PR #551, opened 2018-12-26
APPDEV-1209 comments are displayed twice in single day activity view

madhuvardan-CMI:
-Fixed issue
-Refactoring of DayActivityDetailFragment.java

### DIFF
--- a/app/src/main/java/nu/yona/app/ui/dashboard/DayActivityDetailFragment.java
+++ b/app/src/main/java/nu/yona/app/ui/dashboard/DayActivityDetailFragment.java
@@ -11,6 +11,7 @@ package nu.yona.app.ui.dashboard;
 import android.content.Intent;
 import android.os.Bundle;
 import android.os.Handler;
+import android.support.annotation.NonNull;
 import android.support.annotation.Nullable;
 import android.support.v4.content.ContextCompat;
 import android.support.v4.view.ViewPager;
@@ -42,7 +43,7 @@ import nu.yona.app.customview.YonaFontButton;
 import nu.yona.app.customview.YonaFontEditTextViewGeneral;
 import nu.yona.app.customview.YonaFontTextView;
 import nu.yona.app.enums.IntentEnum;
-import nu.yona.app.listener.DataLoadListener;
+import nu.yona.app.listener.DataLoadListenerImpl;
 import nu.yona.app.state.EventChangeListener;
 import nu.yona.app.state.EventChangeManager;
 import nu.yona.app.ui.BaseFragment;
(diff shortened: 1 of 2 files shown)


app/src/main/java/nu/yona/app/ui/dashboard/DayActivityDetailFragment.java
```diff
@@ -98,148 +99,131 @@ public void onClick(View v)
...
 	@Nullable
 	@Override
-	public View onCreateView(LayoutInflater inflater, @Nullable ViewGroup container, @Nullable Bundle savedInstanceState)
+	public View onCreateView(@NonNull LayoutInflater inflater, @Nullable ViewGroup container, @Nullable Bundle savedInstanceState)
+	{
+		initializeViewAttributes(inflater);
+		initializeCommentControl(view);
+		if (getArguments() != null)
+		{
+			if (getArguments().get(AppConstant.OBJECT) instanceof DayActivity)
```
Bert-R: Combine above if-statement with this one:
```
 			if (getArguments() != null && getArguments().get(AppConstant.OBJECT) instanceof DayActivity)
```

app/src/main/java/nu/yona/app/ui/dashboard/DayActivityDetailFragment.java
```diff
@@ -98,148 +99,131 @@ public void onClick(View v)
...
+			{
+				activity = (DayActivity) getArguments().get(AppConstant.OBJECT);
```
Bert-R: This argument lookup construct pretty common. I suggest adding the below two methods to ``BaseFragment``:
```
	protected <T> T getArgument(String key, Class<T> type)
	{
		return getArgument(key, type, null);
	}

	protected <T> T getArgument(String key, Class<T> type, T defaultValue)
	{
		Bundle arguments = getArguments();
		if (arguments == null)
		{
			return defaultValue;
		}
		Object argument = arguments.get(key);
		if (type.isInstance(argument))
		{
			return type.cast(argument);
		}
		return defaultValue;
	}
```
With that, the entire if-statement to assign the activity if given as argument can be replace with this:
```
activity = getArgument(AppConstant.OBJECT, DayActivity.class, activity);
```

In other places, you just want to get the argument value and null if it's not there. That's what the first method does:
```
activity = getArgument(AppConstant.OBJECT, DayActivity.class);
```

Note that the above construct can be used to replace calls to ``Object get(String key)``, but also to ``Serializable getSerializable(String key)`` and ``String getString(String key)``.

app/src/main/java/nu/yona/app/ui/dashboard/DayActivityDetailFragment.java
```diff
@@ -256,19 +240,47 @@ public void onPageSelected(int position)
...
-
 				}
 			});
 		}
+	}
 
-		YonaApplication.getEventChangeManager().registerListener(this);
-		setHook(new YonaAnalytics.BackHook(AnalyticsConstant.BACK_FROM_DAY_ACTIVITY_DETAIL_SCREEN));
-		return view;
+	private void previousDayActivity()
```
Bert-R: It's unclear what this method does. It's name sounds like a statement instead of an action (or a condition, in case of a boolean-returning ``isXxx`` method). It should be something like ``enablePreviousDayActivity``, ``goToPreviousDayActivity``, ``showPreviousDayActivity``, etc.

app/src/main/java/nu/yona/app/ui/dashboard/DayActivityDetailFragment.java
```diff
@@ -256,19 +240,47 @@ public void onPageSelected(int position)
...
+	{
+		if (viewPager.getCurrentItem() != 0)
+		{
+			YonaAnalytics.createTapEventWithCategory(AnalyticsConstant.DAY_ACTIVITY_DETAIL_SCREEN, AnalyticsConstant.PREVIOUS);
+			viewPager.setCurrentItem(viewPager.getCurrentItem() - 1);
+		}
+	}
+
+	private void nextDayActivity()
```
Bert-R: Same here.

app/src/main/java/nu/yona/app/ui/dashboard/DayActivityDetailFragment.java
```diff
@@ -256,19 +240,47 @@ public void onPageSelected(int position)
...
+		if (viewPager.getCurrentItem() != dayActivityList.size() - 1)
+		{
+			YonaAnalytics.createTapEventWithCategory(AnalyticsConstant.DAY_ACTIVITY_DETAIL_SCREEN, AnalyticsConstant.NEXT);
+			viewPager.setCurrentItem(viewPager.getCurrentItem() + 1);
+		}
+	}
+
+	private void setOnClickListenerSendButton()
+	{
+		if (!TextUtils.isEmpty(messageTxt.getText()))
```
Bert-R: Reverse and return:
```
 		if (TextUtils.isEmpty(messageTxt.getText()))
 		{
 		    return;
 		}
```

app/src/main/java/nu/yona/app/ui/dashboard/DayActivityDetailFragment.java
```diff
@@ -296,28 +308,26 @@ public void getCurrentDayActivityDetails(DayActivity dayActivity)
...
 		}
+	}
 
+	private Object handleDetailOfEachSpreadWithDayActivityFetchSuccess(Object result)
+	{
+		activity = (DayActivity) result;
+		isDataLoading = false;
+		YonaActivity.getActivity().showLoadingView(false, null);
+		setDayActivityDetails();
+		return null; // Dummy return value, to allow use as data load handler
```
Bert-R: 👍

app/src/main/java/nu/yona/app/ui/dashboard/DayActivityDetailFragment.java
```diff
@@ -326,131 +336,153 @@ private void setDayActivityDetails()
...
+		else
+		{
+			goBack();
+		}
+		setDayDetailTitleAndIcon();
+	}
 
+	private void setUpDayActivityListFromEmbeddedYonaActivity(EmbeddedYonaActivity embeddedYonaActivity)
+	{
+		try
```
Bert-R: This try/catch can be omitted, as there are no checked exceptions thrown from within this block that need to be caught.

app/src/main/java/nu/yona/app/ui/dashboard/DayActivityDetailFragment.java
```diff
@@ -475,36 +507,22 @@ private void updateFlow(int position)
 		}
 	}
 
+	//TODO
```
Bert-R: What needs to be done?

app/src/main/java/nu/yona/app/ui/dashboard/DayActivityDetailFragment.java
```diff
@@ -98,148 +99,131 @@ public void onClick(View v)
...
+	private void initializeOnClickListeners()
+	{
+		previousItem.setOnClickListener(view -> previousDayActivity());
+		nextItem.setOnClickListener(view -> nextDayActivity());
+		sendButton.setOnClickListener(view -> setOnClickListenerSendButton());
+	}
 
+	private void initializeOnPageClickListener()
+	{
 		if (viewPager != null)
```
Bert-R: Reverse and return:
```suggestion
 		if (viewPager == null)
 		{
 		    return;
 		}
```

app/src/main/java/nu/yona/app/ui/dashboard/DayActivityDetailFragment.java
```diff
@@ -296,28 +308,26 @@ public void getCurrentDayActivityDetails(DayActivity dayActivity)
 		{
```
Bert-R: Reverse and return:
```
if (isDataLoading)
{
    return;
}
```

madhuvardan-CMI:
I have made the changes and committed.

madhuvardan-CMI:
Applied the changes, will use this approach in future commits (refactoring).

» EXERCISE GOAL
Repeat the data in full. Alter nothing.

» TASK OUTPUT
PR #551, opened 2018-12-26
APPDEV-1209 comments are displayed twice in single day activity view

madhuvardan-CMI:
-Fixed issue
-Refactoring of DayActivityDetailFragment.java

### DIFF
--- a/app/src/main/java/nu/yona/app/ui/dashboard/DayActivityDetailFragment.java
+++ b/app/src/main/java/nu/yona/app/ui/dashboard/DayActivityDetailFragment.java
@@ -11,6 +11,7 @@ package nu.yona.app.ui.dashboard;
 import android.content.Intent;
 import android.os.Bundle;
 import android.os.Handler;
+import android.support.annotation.NonNull;
 import android.support.annotation.Nullable;
 import android.support.v4.content.ContextCompat;
 import android.support.v4.view.ViewPager;
@@ -42,7 +43,7 @@ import nu.yona.app.customview.YonaFontButton;
 import nu.yona.app.customview.YonaFontEditTextViewGeneral;
 import nu.yona.app.customview.YonaFontTextView;
 import nu.yona.app.enums.IntentEnum;
-import nu.yona.app.listener.DataLoadListener;
+import nu.yona.app.listener.DataLoadListenerImpl;
 import nu.yona.app.state.EventChangeListener;
 import nu.yona.app.state.EventChangeManager;
 import nu.yona.app.ui.BaseFragment;
(diff shortened: 1 of 2 files shown)


app/src/main/java/nu/yona/app/ui/dashboard/DayActivityDetailFragment.java
```diff
@@ -98,148 +99,131 @@ public void onClick(View v)
...
 	@Nullable
 	@Override
-	public View onCreateView(LayoutInflater inflater, @Nullable ViewGroup container, @Nullable Bundle savedInstanceState)
+	public View onCreateView(@NonNull LayoutInflater inflater, @Nullable ViewGroup container, @Nullable Bundle savedInstanceState)
+	{
+		initializeViewAttributes(inflater);
+		initializeCommentControl(view);
+		if (getArguments() != null)
+		{
+			if (getArguments().get(AppConstant.OBJECT) instanceof DayActivity)
```
Bert-R: Combine above if-statement with this one:
```
 			if (getArguments() != null && getArguments().get(AppConstant.OBJECT) instanceof DayActivity)
```

app/src/main/java/nu/yona/app/ui/dashboard/DayActivityDetailFragment.java
```diff
@@ -98,148 +99,131 @@ public void onClick(View v)
...
+			{
+				activity = (DayActivity) getArguments().get(AppConstant.OBJECT);
```
Bert-R: This argument lookup construct pretty common. I suggest adding the below two methods to ``BaseFragment``:
```
	protected <T> T getArgument(String key, Class<T> type)
	{
		return getArgument(key, type, null);
	}

	protected <T> T getArgument(String key, Class<T> type, T defaultValue)
	{
		Bundle arguments = getArguments();
		if (arguments == null)
		{
			return defaultValue;
		}
		Object argument = arguments.get(key);
		if (type.isInstance(argument))
		{
			return type.cast(argument);
		}
		return defaultValue;
	}
```
With that, the entire if-statement to assign the activity if given as argument can be replace with this:
```
activity = getArgument(AppConstant.OBJECT, DayActivity.class, activity);
```

In other places, you just want to get the argument value and null if it's not there. That's what the first method does:
```
activity = getArgument(AppConstant.OBJECT, DayActivity.class);
```

Note that the above construct can be used to replace calls to ``Object get(String key)``, but also to ``Serializable getSerializable(String key)`` and ``String getString(String key)``.

app/src/main/java/nu/yona/app/ui/dashboard/DayActivityDetailFragment.java
```diff
@@ -256,19 +240,47 @@ public void onPageSelected(int position)
...
-
 				}
 			});
 		}
+	}
 
-		YonaApplication.getEventChangeManager().registerListener(this);
-		setHook(new YonaAnalytics.BackHook(AnalyticsConstant.BACK_FROM_DAY_ACTIVITY_DETAIL_SCREEN));
-		return view;
+	private void previousDayActivity()
```
Bert-R: It's unclear what this method does. It's name sounds like a statement instead of an action (or a condition, in case of a boolean-returning ``isXxx`` method). It should be something like ``enablePreviousDayActivity``, ``goToPreviousDayActivity``, ``showPreviousDayActivity``, etc.

app/src/main/java/nu/yona/app/ui/dashboard/DayActivityDetailFragment.java
```diff
@@ -256,19 +240,47 @@ public void onPageSelected(int position)
...
+	{
+		if (viewPager.getCurrentItem() != 0)
+		{
+			YonaAnalytics.createTapEventWithCategory(AnalyticsConstant.DAY_ACTIVITY_DETAIL_SCREEN, AnalyticsConstant.PREVIOUS);
+			viewPager.setCurrentItem(viewPager.getCurrentItem() - 1);
+		}
+	}
+
+	private void nextDayActivity()
```
Bert-R: Same here.

app/src/main/java/nu/yona/app/ui/dashboard/DayActivityDetailFragment.java
```diff
@@ -256,19 +240,47 @@ public void onPageSelected(int position)
...
+		if (viewPager.getCurrentItem() != dayActivityList.size() - 1)
+		{
+			YonaAnalytics.createTapEventWithCategory(AnalyticsConstant.DAY_ACTIVITY_DETAIL_SCREEN, AnalyticsConstant.NEXT);
+			viewPager.setCurrentItem(viewPager.getCurrentItem() + 1);
+		}
+	}
+
+	private void setOnClickListenerSendButton()
+	{
+		if (!TextUtils.isEmpty(messageTxt.getText()))
```
Bert-R: Reverse and return:
```
 		if (TextUtils.isEmpty(messageTxt.getText()))
 		{
 		    return;
 		}
```

app/src/main/java/nu/yona/app/ui/dashboard/DayActivityDetailFragment.java
```diff
@@ -296,28 +308,26 @@ public void getCurrentDayActivityDetails(DayActivity dayActivity)
...
 		}
+	}
 
+	private Object handleDetailOfEachSpreadWithDayActivityFetchSuccess(Object result)
+	{
+		activity = (DayActivity) result;
+		isDataLoading = false;
+		YonaActivity.getActivity().showLoadingView(false, null);
+		setDayActivityDetails();
+		return null; // Dummy return value, to allow use as data load handler
```
Bert-R: 👍

app/src/main/java/nu/yona/app/ui/dashboard/DayActivityDetailFragment.java
```diff
@@ -326,131 +336,153 @@ private void setDayActivityDetails()
...
+		else
+		{
+			goBack();
+		}
+		setDayDetailTitleAndIcon();
+	}
 
+	private void setUpDayActivityListFromEmbeddedYonaActivity(EmbeddedYonaActivity embeddedYonaActivity)
+	{
+		try
```
Bert-R: This try/catch can be omitted, as there are no checked exceptions thrown from within this block that need to be caught.

app/src/main/java/nu/yona/app/ui/dashboard/DayActivityDetailFragment.java
```diff
@@ -475,36 +507,22 @@ private void updateFlow(int position)
 		}
 	}
 
+	//TODO
```
Bert-R: What needs to be done?

app/src/main/java/nu/yona/app/ui/dashboard/DayActivityDetailFragment.java
```diff
@@ -98,148 +99,131 @@ public void onClick(View v)
...
+	private void initializeOnClickListeners()
+	{
+		previousItem.setOnClickListener(view -> previousDayActivity());
+		nextItem.setOnClickListener(view -> nextDayActivity());
+		sendButton.setOnClickListener(view -> setOnClickListenerSendButton());
+	}
 
+	private void initializeOnPageClickListener()
+	{
 		if (viewPager != null)
```
Bert-R: Reverse and return:
```suggestion
 		if (viewPager == null)
 		{
 		    return;
 		}
```

app/src/main/java/nu/yona/app/ui/dashboard/DayActivityDetailFragment.java
```diff
@@ -296,28 +308,26 @@ public void getCurrentDayActivityDetails(DayActivity dayActivity)
 		{
```
Bert-R: Reverse and return:
```
if (isDataLoading)
{
    return;
}
```

madhuvardan-CMI:
I have made the changes and committed.

madhuvardan-CMI:
Applied the changes, will use this approach in future commits (refactoring).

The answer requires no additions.